この建物、東宝の 社長シリーズ や クレージー映画 などで、何度となく「会社」として外観が使用。東宝クレージー映画の第1作『ニッポン無責任時代』(昭和37年=古澤憲吾監督)でも、平均(植木等)が社長(ハナ肇)を言いくるめて入社してしまう 太平洋酒 の本社として使用されている。
そのため、今もなお「大きな会社」と耳にすると、真っ先に頭に思い浮かんでしまう建物がこの大和証券本店だったりする。
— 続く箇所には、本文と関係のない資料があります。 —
PR #286, opened 2023-11-16
feat(cliprdr): BI_BITFIELDS compression is supported

CBenoit:
As it turns out we actually support the BI_BITFIELDS compression (which is not actually for compressed bitmaps).

Quote from [MS-WMF] section 2.1.1.7:

> The bitmap is not compressed, and the color table consists of three
> DWORD (defined in [MS-DTYP] section 2.2.9) color masks that specify the
> red, green, and blue components, respectively, of each pixel. This is
> valid when used with 16 and 32-bits per pixel bitmaps.

[dibv5-bitfields-compression.webm](https://github.com/Devolutions/IronRDP/assets/3809077/440695e7-88ce-4d64-96e1-670ec8b5409f)

All I did was to add `BitmapCompression::BITFIELDS` to the `SUPPORTED_COMPRESSION` array, and things just worked out of the box.
@pacmancoder maybe you understand why it works better than me?

### DIFF
--- a/crates/ironrdp-cliprdr-format/src/bitmap.rs
+++ b/crates/ironrdp-cliprdr-format/src/bitmap.rs
@@ -417,13 +417,6 @@ fn validate_v1_header(header: &BitmapInfoHeader) -> Result<(), BitmapError> {
         return Err(BitmapError::Unsupported("unsupported bit count"));
     }
 
-    // We support only uncompressed DIB bitmaps as it is the most common case for clipboard-copied
-    // bitmaps.
-    const SUPPORTED_COMPRESSION: &[BitmapCompression] = &[BitmapCompression::RGB, BitmapCompression::BITFIELDS];
-    if !SUPPORTED_COMPRESSION.contains(&header.compression) {
-        return Err(BitmapError::Unsupported("unsupported compression"));
-    }
-
     // This is only relevant for bitmaps with bpp < 24, which are not supported.
     if header.clr_used != 0 {
         return Err(BitmapError::Unsupported("color table is not supported"));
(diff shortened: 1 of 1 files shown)


pacmancoder (changes requested):
@CBenoit I believe It works in this example because the target remote machine uses `CF_DIBV5` and the default color order/masks for its output.

Correct `BITFIELDS` support would require the support of variable-size header for `CF_DIB` and interpreting `*_mask` fields correctly for `CF_DIBV5` -- those color masks should select the order of color channels in the image.

If we just enable `BITFIELDS` flag, `CF_DIB`s will break, because we will not read additional color mask data following the fixed header  (which will result in a corrupted bitmap). For `CF_DIBV5`, it will not break the world, but if color masks will be non-standard, then color channels could be read in the wrong order because we will assume the following color channel order/masks:

```
    // Written as little-endian, interpreted as big-endian -- standard order is BGRA
        red_mask: 0x00FF0000,
        green_mask: 0x0000FF00,
        blue_mask: 0x000000FF,
        alpha_mask: 0xFF000000,
```

I haven't encountered `BITFIELDS` in 24/32 bit mode when copying images from paint/gimp/paint.net/browsers, therefore, assumed it should be REALLY rarely used... But if the Windows snip tool uses that, then it should be supported 😅 . 

To merge this support for minimal `BITFIELDS` support with default masks, we need to add additional checks for DIBV5:
```rust
let is_color_order_bgra = header.red_mask == 0x00FF0000
    || header.green_mask == 0x0000FF00
    || header.blue_mask == 0x000000FF
    || header.alpha_mask == 0xFF000000;

if (header.compression == BitmapCompression::BITFIELDS && !is_color_order_bgra) {
    return Err(BitmapError::Unsupported("non-standard color masks for `BITFIELDS` is not supported"));
}
```

For `CF_DIB` we need to reject `BITFIELDS` until variable size header is supported

CBenoit:
@pacmancoder thank you! I adjusted a bit according to your suggestion: [Code review](https://github.com/Devolutions/IronRDP/pull/286/commits/f10526b22d359948cd7b94f817cd6556f9d54ddd)

crates/ironrdp-cliprdr-format/src/bitmap.rs
```diff
@@ -435,6 +428,29 @@ fn validate_v1_header(header: &BitmapInfoHeader) -> Result<(), BitmapError> {
...
+    }
+
+    if header.header_v1.compression == BitmapCompression::BITFIELDS {
+        // Currently, we only support the standard order, BGRA, for the bitfields compression.
+        // Note: we are making sure to interpret the masks as big-endian using `u32::to_be`.
+        // (`to_be` is a no-op on big endian architectures.)
+        let is_bgra = header.red_mask.to_be() == 0x00FF0000
+            || header.green_mask.to_be() == 0x0000FF00
+            || header.blue_mask.to_be() == 0x000000FF
+            || header.alpha_mask.to_be() == 0xFF000000;
```
CBenoit, line 445: Although we may never hit this problem in practice, I ensured proper interpretation across all native endianness using `to_be`

pacmancoder (approved):
LGTM 🚀

crates/ironrdp-cliprdr-format/src/bitmap.rs
pacmancoder: `to_be` will actually break the code here, constants on the `rhs` (e.g. `0x00FF0000`) are implicit `le` on most of the systems, but could be `be` in some bizarre cases. However, the left-hand side is always represented as `be` because of `to_be`. 

AFIK, numeric values in our PDUs have values with endianness native to the current machine, therefore comparison without `to_le`/`to_be` is fine

CBenoit: I meant to use `to_le` in this case. This is fixed in https://github.com/Devolutions/IronRDP/pull/286/commits/76379ab2600e7a65edca5c188150de9957f5a9c0

`to_le` is a no-op when little-endian is the native endianness, so it’s basically free on most systems. However, on a big endian architecture, the code is wrong `to_le`, because the hexadecimal literal will not be converted to big endian automatically when compiling for such target. (Albeit, I don’t expect to see such target in practice.)

CBenoit: Update: my assumption was wrong.

```rust
fn main() {
    let network_packet = [0xFF, 0x00];
    let int = u16::from_le_bytes(network_packet);
    println!("{:02X?}", int.to_ne_bytes());
    assert_eq!(int, 0x00FF);
}
```

image

As you said!

pacmancoder (approved):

山手線の外側にあるから、ついつい日本橋と同じく中央区と思いがちだが、実は ギリ千代田区 というフェイントもあるから要注意!
2007年に撮影した大和証券本店の外観
面白いことに、この建物の完成当時、毎日新聞夕刊 の名物ミニコーナー『三行往来』(芸能界などの裏話や撮影秘話などをサラリと3行のみで紹介)にて、この建物内部に完成した大和証券ホール(客席数456)の初使用が、よりにもよって 同社重役の小唄発表会 だったとの情報を発見!
毎日新聞の名物コーナー『三行往来』
同じく昭和31年にスタートした社長シリーズ同様、当時の サラリーマン社会の悲哀をグツグツと煮詰めたような ナイスエピソードである。
そんな大和証券ビルの跡地には現在、地上38階、高さ212mの 常盤橋タワー が建つ。まさに隔世の感だが、令和の世にこそ、この場所で 重役による小唄発表会 を実施してほしいものだ。